Mykosert Spray bei Haut- und Fußpilz 30 ml
в наличииMykosert Spray bei Haut- und Fußpilz, Lösung. Wirkstoff: Sertaconazolnitrat. Anwendung: Pityriasis versicolor sowie bei Pilzinfektion der Haut, die durch Dermatophyten verursacht werden (z.B. Fußpilz). Warnhinweise: Enthält Propylenglycol, Glycerinformal und 634 mg Alkohol (Ethanol) pro 1 ml Lösung.
Zu Risiken und Nebenwirkungen lesen Sie die Packungsbeilage und fragen Sie Ihre Ärztin, Ihren Arzt oder in Ihrer Apotheke.
GEBRAUCHSINFORMATION: INFORMATION FÜR DEN ANWENDER
Mykosert® Spray bei Haut- und Fußpilz
Lösung mit 2 % Sertaconazolnitrat
Lesen Sie die gesamte Packungsbeilage sorgfältig durch, bevor Sie mit der Anwendung dieses Arzneimittels beginnen, denn sie enthält wichtige Informationen.

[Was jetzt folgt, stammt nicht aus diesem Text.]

PR #4842, opened 2021-05-20
Update block dragger

alschmiedt:
## The basics

- [x] I branched from develop

### Proposed Changes

- Changes private --> protected
- Changes package --> public
- Formats the document using clang
- Breaks up larger functions to make overriding easier
- Renames block dragger methods to make them more generic in anticipation of a common i_dragger interface.

### DIFF
--- a/core/block_dragger.js
+++ b/core/block_dragger.js
@@ -184,9 +184,9 @@ Blockly.BlockDragger.prototype.startBlockDrag = function(
  * @protected
  */
 Blockly.BlockDragger.prototype.shouldDisconnect_ = function(healStack) {
-  return this.draggingBlock_.getParent() ||
+  return !!(this.draggingBlock_.getParent() ||
       (healStack && this.draggingBlock_.nextConnection &&
-       this.draggingBlock_.nextConnection.targetBlock());
+       this.draggingBlock_.nextConnection.targetBlock()));
 };
 
 /**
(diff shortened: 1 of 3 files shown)


core/block_dragger.js
```diff
@@ -242,46 +262,73 @@ Blockly.BlockDragger.prototype.endBlockDrag = function(e, currentDragDeltaXY) {
...
+};
+
+/**
+ * Updates the necessary information to place a block at a certain location.
+ * @param {!Blockly.utils.Coordinate} delta The change in location from where
+ *     the block started the drag to where it ended the drag.
+ * @protected
+ */
+Blockly.BlockDragger.prototype.updateBlockAfterMove_ = function(delta) {
+  // These are expensive and don't need to be done if we're deleting.
```
maribethb, line 279: nit: this comment makes more sense where it was before imo (explaining why we are only calling this when not deleting)

maribethb (approved):
We are currently discussing offline how to handle the name changes... since this isn't going into develop right now I'm fine with however you choose to handle it, we should just make sure to revisit this conversation before merging to develop

I like the new functions! Makes it easier to read as well as override now

core/block_dragger.js
alschmiedt: Updated.

alschmiedt:
I'm going to leave the names for right now so that we can get this in, but we can revisit next week.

- Wenden Sie dieses Arzneimittel immer genau wie in dieser Packungsbeilage beschrieben bzw. genau nach Anweisung Ihres Arztes oder Apothekers an.

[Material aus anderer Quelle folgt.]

PR #4845, opened 2021-05-21
Rename Blockly.<language>.variableDB_ to .nameDB_ and add .nameDB_.getUserNames('VARIABLE') and .nameDB_.getUserNames('PROCEDURE')

NeilFraser:
Should be no user-visible changes.

### DIFF
--- a/core/generator.js
+++ b/core/generator.js
@@ -513,8 +513,8 @@ Blockly.Generator.prototype.scrub_ = function(_block, code, _opt_thisOnly) {
 Blockly.Generator.prototype.finish = function(code) {
   // Optionally override
   // Clean up temporary data.
-  delete Blockly.JavaScript.definitions_;
-  delete Blockly.JavaScript.functionNames_;
+  delete this.definitions_;
+  delete this.functionNames_;
   return code;
 };
 
--- a/core/generator.js
+++ b/core/generator.js
@@ -33,11 +33,6 @@ Blockly.Generator = function(name) {
 };
 
 /**
- * Category to separate generated function names from variables and procedures.
- */
-Blockly.Generator.NAME_TYPE = 'generated_function';
-
-/**
  * Arbitrary code to inject into locations that risk causing infinite loops.
  * Any instances of '%1' will be replaced by the block ID that failed.
  * E.g. '  checkTimeout(%1);\n'
--- a/core/generator.js
+++ b/core/generator.js
@@ -505,8 +505,8 @@ Blockly.Generator.prototype.scrub_ = function(_block, code, _opt_thisOnly) {
 
 /**
  * Hook for code to run at end of code generation.
- * Subclasses may override this, e.g. to prepend the generated code with the
- * variable definitions.
+ * Subclasses may override this, e.g. to prepend the generated code with import
+ * statements or variable definitions.
  * @param {string} code Generated code.
  * @return {string} Completed code.
  */
--- a/core/generator.js
+++ b/core/generator.js
@@ -402,24 +402,42 @@ Blockly.Generator.prototype.definitions_;
 Blockly.Generator.prototype.functionNames_;
 
 /**
- * A database of variable names.
+ * A database of variable and procedure names.
  * @type {Blockly.Names}
  * @protected
  */
-Blockly.Generator.prototype.variableDB_;
+Blockly.Generator.prototype.nameDB_;
 
 /**
- * Define a function to be included in the generated code.
+ * @deprecated 'variableDB_' was renamed to 'nameDB_' (May 2021).
+ */
+Object.defineProperty(Blockly.Generator.prototype, 'variableDB_', {
+  get: function() {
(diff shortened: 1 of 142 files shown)


NeilFraser:
The net result of all of these commits is that in any block's generator one can now call either one of:
```
Blockly.JavaScript.nameDB_.getUserNames('VARIABLE')
Blockly.JavaScript.nameDB_.getUserNames('PROCEDURE')
```
and get an array of all the user's variable or procedure names.

core/generator.js
```diff
@@ -402,32 +402,50 @@ Blockly.Generator.prototype.definitions_;
...
+Object.defineProperty(Blockly.Generator.prototype, 'variableDB_', {
+  get: function() {
+    console.warn('Deprecated use of "variableDB_"; change to "nameDB_"');
+    return this.nameDB_;
+  },
+  set: function(x) {
+    console.warn('Deprecated use of "variableDB_"; change to "nameDB_"');
+    this.nameDB_ = x;
+  }
+});
```
BeksOmega: This seems like a nice way to deprecate something! I'll have to keep this in mind in the future.

core/generator.js
```diff
@@ -402,32 +397,59 @@ Blockly.Generator.prototype.definitions_;
...
+
+Object.defineProperty(Blockly.Generator.prototype, 'variableDB_', {
+  /**
+   * Getter.
+   * @deprecated 'variableDB_' was renamed to 'nameDB_' (May 2021).
+   * @this {Blockly.Generator}
+   * @return {Blockly.Names} Name database.
+   */
+  get: function() {
+    console.warn('Deprecated use of "variableDB_"; change to "nameDB_"');
```
maribethb, line 414: We have the Blockly.utils.deprecation.warn function, which would be good to use for consistency and so we can more easily track what we have scheduled for deletion

maribethb (approved):
It was helpful that the cleanup changes were in separate commits, but it'd be even easier to review if they were in separate PRs. This also matters because your PR title will be in the release notes, and having variable and procedure names available on demand might be something devs are interested in seeing at a glance from the notes.

core/generator.js
```diff
@@ -402,32 +397,59 @@ Blockly.Generator.prototype.definitions_;
...
  */
-Blockly.Generator.prototype.variableDB_;
+Blockly.Generator.prototype.nameDB_;
+
+Object.defineProperty(Blockly.Generator.prototype, 'variableDB_', {
+  /**
+   * Getter.
+   * @deprecated 'variableDB_' was renamed to 'nameDB_' (May 2021).
+   * @this {Blockly.Generator}
+   * @return {Blockly.Names} Name database.
```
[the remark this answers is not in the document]
NeilFraser: Fixed here, and a few dozen other places.

core/generator.js
NeilFraser: Fixed, and changed Blockly.utils.deprecation.warn to also handle properties, not just functions.

NeilFraser:
> It was helpful that the cleanup changes were in separate commits, but it'd be even easier to review if they were in separate PRs. This also matters because your PR title will be in the release notes, and having variable and procedure names available on demand might be something devs are interested in seeing at a glance from the notes.

The flip side is that splitting this into multiple PRs would result in one of:
1) A set of mostly serial PRs that each block the next and takes much longer
2) An unmanageable set of merge collisions
3) Pressure to not fix stuff all over the codebase.

I'm concerned that the current process around release notes is resulting in lower quality code since there's a penalty for resolving side issues on the spot upon discovery.  Is there a way we can build informative release notes without discouraging off-topic edits?

maribethb:
> > It was helpful that the cleanup changes were in separate commits, but it'd be even easier to review if they were in separate PRs. This also matters because your PR title will be in the release notes, and having variable and procedure names available on demand might be something devs are interested in seeing at a glance from the notes.
> 
> The flip side is that splitting this into multiple PRs would result in one of:
> 
> 1. A set of mostly serial PRs that each block the next and takes much longer
> 2. An unmanageable set of merge collisions
> 3. Pressure to not fix stuff all over the codebase.
> 
> I'm concerned that the current process around release notes is resulting in lower quality code since there's a penalty for resolving side issues on the spot upon discovery. Is there a way we can build informative release notes without discouraging off-topic edits?

Makes sense. This is one of those times I look longingly over at internal-Google systems and remember how easy it is to have multiple changes going at once. The good ol' days.

I probably would have moved all of the cleanup changes to their own PR, and have a separate PR for the non-cleanup changes around name generation to get that balance between clarity/ease of reviewing and workflow, but I realize everyone sets that threshold differently, so it's not a big deal. 

I do think it's a good idea to update the PR title to mention the generator change though, as it's most relevant from a release notes perspective. I'm not sure how best to improve them, since it needs to be an automatic process, and grabbing every commit title is too granular, imo. We could look into it in our next "non-feature week" though! There's probably some tooling out there for it, or we could have a section in the PR template for release notes and parse that out later.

- Heben Sie die Packungsbeilage auf. Vielleicht möchten Sie diese später nochmals lesen.
- Fragen Sie Ihren Apotheker, wenn Sie weitere Informationen oder einen Rat benötigen.

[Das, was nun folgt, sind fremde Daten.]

PR #4855, opened 2021-05-27
Add support for IAutoHideable

moniika:
## The basics

- [x] I branched from develop

### Resolves

Part of adding support in core for Backpack.
https://github.com/google/blockly-samples/issues/233

### Proposed Changes

- Adds new plugin interface `IAutoHideable` for components that should be automatically hidden when `Blockly.hideChaff` is called.
- Updates jsDoc for `Blockly.hideChaff` to be more accurate
- Registers trashcan and toolbox as `IAutoHideable`
- Moves registration of zoom controls and trashcan to the init method

#### Behavior Before Change

no change in behavior

#### Behavior After Change

no change in behavior

### Reason for Changes

Adds support for Backpack (otherwise Backpack would need to monkeypatch).

### Test Coverage

Tested manually in playground.

* Desktop Chrome


core/blockly.js
```diff
@@ -300,20 +300,14 @@ Blockly.hideChaff = function(opt_allowToolbox) {
   Blockly.Tooltip.hide();
   Blockly.WidgetDiv.hide();
   Blockly.DropDownDiv.hideWithoutAnimation();
+
   if (!opt_allowToolbox) {
```
moniika, line 304: I just noticed this was a parameter in hideChaff, which introduces some complication.
I'm not sure how to document that autoCloseables are only hidden it this is false. The documentation for this parameter isn't entirely accurate either because it ALSO prevents the trashcan from automatically closing.

moniika: Updated to pass parameter through and jsDoc updated.

core/blockly.js
```diff
@@ -294,27 +294,20 @@ Blockly.onContextMenu_ = function(e) {
 
 /**
  * Close tooltips, context menus, dropdown selections, etc.
- * @param {boolean=} opt_allowToolbox If true, don't close the toolbox.
+ * @param {boolean=} opt_onlyClosePopups Whether only popups should be closed.
```
maribethb, line 297: I would also add something to say specifically that flyouts won't be closed. After learning that people do actually read the jsdoc I'm trying to be more explicit in providing directions/info for developers :)

core/interfaces/i_autohideable.js
```diff
@@ -0,0 +1,32 @@
...
+
+/**
+ * Interface for a component that can be automatically hidden.
+ * @extends {Blockly.IPlugin}
+ * @interface
+ */
+Blockly.IAutoHideable = function() {};
+
+/**
+ * Hides the component. Called in Blockly.hideChaff.
```
maribethb, line 29: Similarly I think this could use some more documentation, about how to use/register it, and what the implementer should do in this method. But I think if you wanted to do that separately, that's fine too since perhaps the PluginManager api is changing.

core/workspace_svg.js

- Wenn Sie Nebenwirkungen bemerken, wenden Sie sich an Ihren Arzt oder Apotheker. Dies gilt auch für Nebenwirkungen, die nicht in dieser Packungsbeilage angegeben sind. Siehe Abschnitt 4.
- Wenn Sie sich nicht besser oder gar schlechter fühlen, wenden Sie sich an Ihren Arzt.
1. Was ist Mykosert® Spray und wofür wird es angewendet?
2. Was sollten Sie vor der Anwendung von Mykosert® Spray beachten?
3. Wie ist Mykosert® Spray anzuwenden?
4. Welche Nebenwirkungen sind möglich?
5. Wie ist Mykosert® Spray aufzubewahren?
6. Inhalt der Packung und weitere Informationen
1. Was ist Mykosert Spray und wofür wird es angewendet?
Mykosert Spray ist ein lokales Breitbandantimykotikum aus der Gruppe der Imidazole.
Mykosert Spray wird angewendet zur äußerlichen Behandlung von Pilzinfektionen der Haut, verursacht durch Dermatophyten (z.B. Fußpilz) oder bei Kleienpilzflechte.
2. Was sollten Sie vor der Anwendung von Mykosert Spray beachten?
Mykosert Spray darf nicht angewendet werden
- wenn Sie allergisch gegen Sertaconazolnitrat oder einen der in Abschnitt 6 genannten sonstigen Bestandteile dieses Arzneimittels sind.
- während der Schwangerschaft.
Mykosert Spray sollte bei Säuglingen und Kleinkindern nur unter ärztlicher Aufsicht angewendet werden.
Insbesondere sollte darauf geachtet werden, dass keine Lösung in den Mund des Säuglings/Kleinkindes gelangt.
Anwendung von Mykosert Spray zusammen mit anderen Arzneimitteln:
Informieren Sie Ihren Arzt oder Apotheker, wenn Sie andere Arzneimittel einnehmen/anwenden, kürzlich andere Arzneimittel eingenommen/angewendet haben oder beabsichtigen andere Arzneimittel einzunehmen/anzuwenden.
Wechselwirkungen sind bisher nicht bekannt.
Schwangerschaft, Stillzeit und Fortpflanzungsfähigkeit:
Zur Anwendung in der Schwangerschaft siehe Abschnitt „Mykosert Spray darf nicht angewendet werden“.
Klinische Erfahrungen zur Anwendung während der Schwangerschaft und Stillzeit liegen nicht vor.
Um einen Kontakt mit dem Säugling zu vermeiden, darf Mykosert Spray in der Stillzeit nicht im Brustbereich angewendet werden.
Wenn Sie schwanger sind oder stillen, oder wenn Sie vermuten, schwanger zu sein oder beabsichtigen, schwanger zu werden, fragen Sie vor der Anwendung dieses Arzneimittels Ihren Arzt oder Apotheker um Rat.
Verkehrstüchtigkeit und Fähigkeit zum Bedienen von Maschinen:
Es sind keine Beeinträchtigungen bekannt.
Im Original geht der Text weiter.